• Task instructions:
Filter the material below down to the lines containing the word "displayed".

- - -

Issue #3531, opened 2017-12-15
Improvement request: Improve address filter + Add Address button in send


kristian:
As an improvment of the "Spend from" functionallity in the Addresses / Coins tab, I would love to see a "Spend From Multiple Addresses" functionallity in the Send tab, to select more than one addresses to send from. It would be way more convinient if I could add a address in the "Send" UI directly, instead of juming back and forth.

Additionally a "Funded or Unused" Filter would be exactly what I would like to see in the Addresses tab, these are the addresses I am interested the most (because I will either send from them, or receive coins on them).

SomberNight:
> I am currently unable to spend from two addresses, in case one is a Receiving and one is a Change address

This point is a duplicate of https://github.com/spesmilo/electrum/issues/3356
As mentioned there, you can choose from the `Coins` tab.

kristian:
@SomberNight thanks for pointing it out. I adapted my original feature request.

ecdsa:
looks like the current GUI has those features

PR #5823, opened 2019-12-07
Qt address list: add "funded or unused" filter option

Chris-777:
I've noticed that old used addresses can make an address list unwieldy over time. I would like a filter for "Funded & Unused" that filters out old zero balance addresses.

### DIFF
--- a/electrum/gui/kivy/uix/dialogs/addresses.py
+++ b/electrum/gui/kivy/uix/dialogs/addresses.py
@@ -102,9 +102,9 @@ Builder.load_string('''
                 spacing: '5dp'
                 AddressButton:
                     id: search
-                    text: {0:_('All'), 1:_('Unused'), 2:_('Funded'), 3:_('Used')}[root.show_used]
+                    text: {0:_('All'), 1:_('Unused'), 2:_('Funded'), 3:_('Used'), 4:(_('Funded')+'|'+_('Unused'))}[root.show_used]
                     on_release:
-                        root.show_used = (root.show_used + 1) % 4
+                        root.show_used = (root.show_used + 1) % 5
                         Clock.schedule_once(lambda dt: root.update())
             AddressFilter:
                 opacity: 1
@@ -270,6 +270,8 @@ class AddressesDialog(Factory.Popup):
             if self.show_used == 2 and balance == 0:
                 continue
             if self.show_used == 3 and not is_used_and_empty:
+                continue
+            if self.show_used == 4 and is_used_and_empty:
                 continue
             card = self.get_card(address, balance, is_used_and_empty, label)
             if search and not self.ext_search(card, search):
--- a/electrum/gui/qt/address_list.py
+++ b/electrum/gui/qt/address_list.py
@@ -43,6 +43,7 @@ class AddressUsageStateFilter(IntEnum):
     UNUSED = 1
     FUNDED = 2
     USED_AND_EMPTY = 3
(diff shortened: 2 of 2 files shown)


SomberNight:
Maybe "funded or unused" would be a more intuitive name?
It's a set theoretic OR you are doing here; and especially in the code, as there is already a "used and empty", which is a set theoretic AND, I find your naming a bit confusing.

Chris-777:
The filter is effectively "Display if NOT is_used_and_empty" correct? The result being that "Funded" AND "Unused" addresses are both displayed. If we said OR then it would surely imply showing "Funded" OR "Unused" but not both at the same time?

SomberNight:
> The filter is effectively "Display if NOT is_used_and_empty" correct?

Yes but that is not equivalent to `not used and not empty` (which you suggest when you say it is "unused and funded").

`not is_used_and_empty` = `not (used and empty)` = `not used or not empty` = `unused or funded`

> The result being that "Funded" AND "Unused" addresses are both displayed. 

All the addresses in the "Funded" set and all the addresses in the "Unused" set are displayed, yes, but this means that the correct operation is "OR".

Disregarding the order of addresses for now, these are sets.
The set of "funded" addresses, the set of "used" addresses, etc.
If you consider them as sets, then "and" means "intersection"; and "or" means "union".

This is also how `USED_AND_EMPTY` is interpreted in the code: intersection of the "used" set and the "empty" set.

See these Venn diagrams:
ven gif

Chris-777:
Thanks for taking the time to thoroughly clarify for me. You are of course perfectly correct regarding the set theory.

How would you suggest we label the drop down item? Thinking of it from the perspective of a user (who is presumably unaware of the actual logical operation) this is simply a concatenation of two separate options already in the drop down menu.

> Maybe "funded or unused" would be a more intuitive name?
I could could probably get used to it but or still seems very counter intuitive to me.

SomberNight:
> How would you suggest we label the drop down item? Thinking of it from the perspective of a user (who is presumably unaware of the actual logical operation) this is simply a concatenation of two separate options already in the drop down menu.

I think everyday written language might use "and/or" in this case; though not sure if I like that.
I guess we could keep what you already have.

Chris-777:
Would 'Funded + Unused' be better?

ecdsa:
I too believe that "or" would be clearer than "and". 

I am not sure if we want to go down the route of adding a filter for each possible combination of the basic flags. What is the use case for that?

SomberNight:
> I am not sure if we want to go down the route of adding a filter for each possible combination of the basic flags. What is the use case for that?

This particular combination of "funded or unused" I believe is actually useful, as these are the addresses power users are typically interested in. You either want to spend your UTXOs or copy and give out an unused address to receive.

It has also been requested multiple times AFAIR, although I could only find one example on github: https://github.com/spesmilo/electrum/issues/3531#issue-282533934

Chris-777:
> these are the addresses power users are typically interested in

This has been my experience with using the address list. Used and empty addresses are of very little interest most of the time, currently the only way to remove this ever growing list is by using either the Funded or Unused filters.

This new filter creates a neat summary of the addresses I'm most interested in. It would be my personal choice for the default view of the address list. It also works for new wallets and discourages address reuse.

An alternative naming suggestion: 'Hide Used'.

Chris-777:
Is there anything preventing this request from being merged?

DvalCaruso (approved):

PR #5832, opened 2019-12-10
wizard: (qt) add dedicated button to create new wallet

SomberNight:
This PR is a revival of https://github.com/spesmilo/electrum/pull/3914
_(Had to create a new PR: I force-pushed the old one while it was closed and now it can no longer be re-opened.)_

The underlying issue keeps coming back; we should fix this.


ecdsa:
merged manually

- - -

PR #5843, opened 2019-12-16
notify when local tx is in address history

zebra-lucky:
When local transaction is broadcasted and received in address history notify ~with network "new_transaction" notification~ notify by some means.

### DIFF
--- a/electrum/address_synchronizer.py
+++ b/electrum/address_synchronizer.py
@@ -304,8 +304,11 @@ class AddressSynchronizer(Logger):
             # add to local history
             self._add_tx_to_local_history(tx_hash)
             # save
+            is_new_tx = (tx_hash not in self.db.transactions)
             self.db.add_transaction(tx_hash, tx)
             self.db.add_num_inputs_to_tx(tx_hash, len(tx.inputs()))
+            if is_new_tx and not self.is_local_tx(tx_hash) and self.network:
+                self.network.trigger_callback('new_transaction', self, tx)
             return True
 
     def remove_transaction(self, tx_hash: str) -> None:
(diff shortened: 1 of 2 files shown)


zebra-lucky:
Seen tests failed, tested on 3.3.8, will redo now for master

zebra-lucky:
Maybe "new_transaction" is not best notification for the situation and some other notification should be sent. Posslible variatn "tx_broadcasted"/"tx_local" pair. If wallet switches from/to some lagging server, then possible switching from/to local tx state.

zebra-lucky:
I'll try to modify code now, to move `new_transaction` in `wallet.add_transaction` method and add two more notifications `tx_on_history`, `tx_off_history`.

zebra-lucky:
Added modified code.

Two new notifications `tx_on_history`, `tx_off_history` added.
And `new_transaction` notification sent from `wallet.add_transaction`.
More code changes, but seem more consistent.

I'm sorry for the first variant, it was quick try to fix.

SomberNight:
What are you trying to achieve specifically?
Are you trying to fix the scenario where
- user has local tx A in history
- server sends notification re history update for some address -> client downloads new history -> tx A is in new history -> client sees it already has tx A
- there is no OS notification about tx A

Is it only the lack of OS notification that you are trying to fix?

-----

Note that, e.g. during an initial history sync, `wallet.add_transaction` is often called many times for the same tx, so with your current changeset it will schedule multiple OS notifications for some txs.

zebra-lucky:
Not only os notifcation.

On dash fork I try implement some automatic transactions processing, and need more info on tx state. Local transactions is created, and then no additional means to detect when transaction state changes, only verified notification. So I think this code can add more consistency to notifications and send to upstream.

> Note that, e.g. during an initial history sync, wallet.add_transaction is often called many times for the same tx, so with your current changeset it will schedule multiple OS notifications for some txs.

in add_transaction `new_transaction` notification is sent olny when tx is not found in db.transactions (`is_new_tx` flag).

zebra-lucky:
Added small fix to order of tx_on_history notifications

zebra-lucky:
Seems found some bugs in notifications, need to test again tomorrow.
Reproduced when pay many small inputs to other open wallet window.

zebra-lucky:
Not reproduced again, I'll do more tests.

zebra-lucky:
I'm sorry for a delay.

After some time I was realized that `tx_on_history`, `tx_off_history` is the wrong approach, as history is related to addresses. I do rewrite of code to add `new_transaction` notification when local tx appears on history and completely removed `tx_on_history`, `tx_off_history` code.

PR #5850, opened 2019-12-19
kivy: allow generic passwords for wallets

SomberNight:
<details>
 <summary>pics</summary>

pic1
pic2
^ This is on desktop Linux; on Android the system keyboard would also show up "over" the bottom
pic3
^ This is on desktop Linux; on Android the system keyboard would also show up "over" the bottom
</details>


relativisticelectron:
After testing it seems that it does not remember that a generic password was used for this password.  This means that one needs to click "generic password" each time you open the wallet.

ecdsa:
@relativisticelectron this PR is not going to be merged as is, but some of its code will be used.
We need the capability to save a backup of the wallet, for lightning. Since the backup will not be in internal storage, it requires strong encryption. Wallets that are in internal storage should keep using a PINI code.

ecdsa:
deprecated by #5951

- - -

• Task output:
The filter is effectively "Display if NOT is_used_and_empty" correct? The result being that "Funded" AND "Unused" addresses are both displayed. If we said OR then it would surely imply showing "Funded" OR "Unused" but not both at the same time?
> The result being that "Funded" AND "Unused" addresses are both displayed. 
All the addresses in the "Funded" set and all the addresses in the "Unused" set are displayed, yes, but this means that the correct operation is "OR".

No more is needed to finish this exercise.